16 As Kirby J further explained, particular forms of delay may have different effects; some can disentitle a plaintiff who may otherwise have a reasonably arguable claim for an extension of time: Jackamarra at [66(7)], p 543. For example, that would be so if a strategic decision had been made not to pursue proceedings in a timely fashion because of an assessment of risk and likely cost, or if the plaintiff had been derelict in taking the necessary steps to pursue the matter. In such circumstances little by way of actual or potential prejudice to the defendant is likely to be required for the court to refuse the application. Where the plaintiff is not personally at fault, greater emphasis will be placed upon the ultimate test, which is the potential unfairness to the defendant if his or her previous state of immunity is revoked.
17 In a practical sense, cases where the plaintiff is not at fault may appear to turn on whether justice would be better served by leaving the plaintiff to any claims he or she may have against the solicitors who failed to advise as to the appropriate course of action, or, in the alternative, permitting the putative tortfeasor to bear the liability. However, that approach will not usually be appropriate. It would require the court to make some assessment, at least in broad terms, of the likelihood of success against either prospective defendant. That would be an inappropriate task in circumstances where the claim against the professional advisers may not be on foot and in any event where they will not be before the court.
18 While it is true, as the respondent states, that there is no evidence from the applicant himself, it seems improbable that he would have revealed relevant circumstances going beyond the inference proposed above. In the light of that inference, the delay, while extensive, does not reveal any dereliction or inconsistent decision-making on the part of the applicant.

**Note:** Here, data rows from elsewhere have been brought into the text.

PR #465, opened 2019-06-25
Regenerate deprovision jobs when spec changes.

dgoodwin:
Similar to what we do for install jobs, track a hash of the spec we
generate and store in an annotation. If this is missing or changed on
the current job, delete it and allow another to be created.

### DIFF
--- a/pkg/controller/clusterdeprovisionrequest/clusterdeprovisionrequest_controller.go
+++ b/pkg/controller/clusterdeprovisionrequest/clusterdeprovisionrequest_controller.go
@@ -9,6 +9,7 @@ import (
 
 	batchv1 "k8s.io/api/batch/v1"
 	"k8s.io/apimachinery/pkg/api/errors"
+	metav1 "k8s.io/apimachinery/pkg/apis/meta/v1"
 	"k8s.io/apimachinery/pkg/runtime"
 	"k8s.io/apimachinery/pkg/types"
 
@@ -29,7 +30,8 @@ import (
 )
 
 const (
-	controllerName = "clusterDeprovisionRequest"
+	controllerName    = "clusterDeprovisionRequest"
+	jobHashAnnotation = "hive.openshift.io/jobhash"
 )
 
 var (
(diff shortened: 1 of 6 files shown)


dgoodwin:
Needs review.

pkg/controller/clusterdeprovisionrequest/clusterdeprovisionrequest_controller.go
```diff
@@ -183,6 +195,28 @@ func (r *ReconcileClusterDeprovisionRequest) Reconcile(request reconcile.Request
 		metricUninstallJobDuration.Observe(float64(jobDuration.Seconds()))
 		return reconcile.Result{}, nil
 	}
+
+	// Check if the job should be regenerated:
+	newJobNeeded := false
+	if _, ok := existingJob.Annotations[jobHashAnnotation]; !ok {
```
csrwng: Do we need a check for existingJob.Annotations == nil ?

pkg/controller/clusterdeprovisionrequest/clusterdeprovisionrequest_controller.go
```diff
@@ -183,6 +195,28 @@ func (r *ReconcileClusterDeprovisionRequest) Reconcile(request reconcile.Request
...
+		// this job predates tracking the job hash, so assume we need a new job
+		newJobNeeded = true
+	}
+
+	if existingJob.Annotations[jobHashAnnotation] != jobHash {
+		// delete the job so we get a fresh one with the new job spec
+		newJobNeeded = true
+	}
+
+	if newJobNeeded {
```
csrwng: If the job.DeletionTimestamp is not nil we should not need to call delete again

dgoodwin:
Addressed, thanks!

pkg/controller/clusterdeprovisionrequest/clusterdeprovisionrequest_controller.go
```diff
@@ -183,6 +195,32 @@ func (r *ReconcileClusterDeprovisionRequest) Reconcile(request reconcile.Request
...
+	// Check if the job should be regenerated:
+	newJobNeeded := false
+	if existingJob.Annotations == nil {
+		newJobNeeded = true
+	} else if _, ok := existingJob.Annotations[jobHashAnnotation]; !ok {
+		// this job predates tracking the job hash, so assume we need a new job
+		newJobNeeded = true
+	}
+
+	if existingJob.Annotations[jobHashAnnotation] != jobHash {
```
csrwng: should be `else if`'d with the statement above so it benefits from the nil check

pkg/controller/clusterdeprovisionrequest/clusterdeprovisionrequest_controller.go
```diff
@@ -183,6 +195,32 @@ func (r *ReconcileClusterDeprovisionRequest) Reconcile(request reconcile.Request
...
+		// delete the job so we get a fresh one with the new job spec
+		newJobNeeded = true
+	}
+
+	if newJobNeeded {
```
csrwng: Just style nit... less indentation with
`if newJobNeeded && existingJob.DeletionTimestamp == nil {`

dgoodwin: This was to avoid the Infof line at the end of the function which is inaccurate in this case.

csrwng: ack

PR #471, opened 2019-07-01
Switch to golang 1.12

csrwng:


twiest:
@csrwng is this still a wip?  If not, I'll +1 it.

csrwng:
@twiest thanks, I wanted it to let it build the images and see if there were any issues first before removing the WIP

csrwng:
@twiest looks like things are building fine... removing the WIP tag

(d) relevance of arguability of substantive claim
19 The Court has before it the statement of claim for damages filed by the applicant in the District Court, which includes the standard certificate by his former solicitor that, on the material available to him, and on the basis of provable facts, the claim has reasonable prospects of success. That may not take the matter very much further, but it is clear that the claim is of a kind which may be available following a workplace injury. The payment of compensation following the accident provides a basis for inferring that an injury did in fact occur in the course of employment. How serious the injury was may be more difficult to ascertain, but the restrictions on workplace injury damages imposed by Part 5 of the Workers Compensation Act do not apply to coalminers. Mr Stanton's advice demonstrates that there is a reasonable basis for concluding that the applicant was a coalminer.
20 The applicant contended that the arguability of his substantive claim should not properly be a consideration in this Court. The leave to appeal and the appeal if leave were granted would turn upon the correctness in law of the judgment striking out the claim under the Workers Compensation Act. No issue of the substantive merit of the claim would arise in determining that question. Following the judgment of this Court in Taylor, success on the appeal would be almost certain.